Find the word "sldev" in the records below. List each line containing it.

(Excerpts from a dataset)
::::::::

PR #13570, opened 2024-07-30
Fix/transport usb abort

szymonlesisz:
## Description

1. fix memory leak (MaxListenersExceededWarning: Possible EventTarget memory leak detected. 11 abort listeners added to [AbortSignal]) in case when received/send message >= 10 chunks. i've tested it on DebugLinkGetState (require custom FW build) but i suppose it could be tested on some SignMessage (?)

2. fix endless read (device.transferIn) when aborted. testing scenario:
 - call transport.read
 - cancel transport read using abort signal
 - call transport.call('GetFeaures', {})
 
 
 NOTE: commit 2 needs more testing on different environments (windows, linux, mac, chromeos, webusb atd)

### DIFF
--- a/packages/transport/src/api/usb.ts
+++ b/packages/transport/src/api/usb.ts
@@ -125,7 +125,10 @@ export class UsbApi extends AbstractApi {
         }));
     }
 
-    private abortableMethod<R>(method: () => R, signal?: AbortSignal) {
+    private abortableMethod<R>(
+        method: () => R,
+        { signal, onAbort }: { signal?: AbortSignal; onAbort?: () => void },
+    ) {
         if (!signal) {
             return method();
         }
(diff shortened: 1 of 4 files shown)


packages/transport/src/api/usb.ts
```diff
@@ -119,32 +120,50 @@ export class UsbApi extends AbstractApi {
...
+        };
+
+        const dfd = createDeferred<R>();
+        const abortListener = () => {
+            abort();
+            dfd.reject(new Error(ERRORS.ABORTED_BY_SIGNAL));
+        };
+        signal?.addEventListener('abort', abortListener);
+
+        return Promise.race([method(), dfd.promise])
```
mroz22: note for me: this is probably place to serialize all promises to run in sequence. will explain why later

mroz22:
rebased and added a test in d98631823c7fc5852a35bceb580d053df29e0821 https://dev.suite.sldev.cz/transport-test/fix/transport-usb-abort/
 the problem is that it doesn't seem to work. calling reset does not seem to be clearing read buffer. please lets discuss this.

mroz22:
@trezor/qa I would like to draw your attention to our new webusb tester https://dev.suite.sldev.cz/transport-test/develop/
it is intended to test some barebones of our USB implementation easily in different operating systems and browsers. If you get all green here, it is very likely that there won't be any troubles on webusb connection layer.

mroz22 (approved):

::::::::

#### ANSWER TO THIS PROBLEM
rebased and added a test in d98631823c7fc5852a35bceb580d053df29e0821 https://dev.suite.sldev.cz/transport-test/fix/transport-usb-abort/
@trezor/qa I would like to draw your attention to our new webusb tester https://dev.suite.sldev.cz/transport-test/develop/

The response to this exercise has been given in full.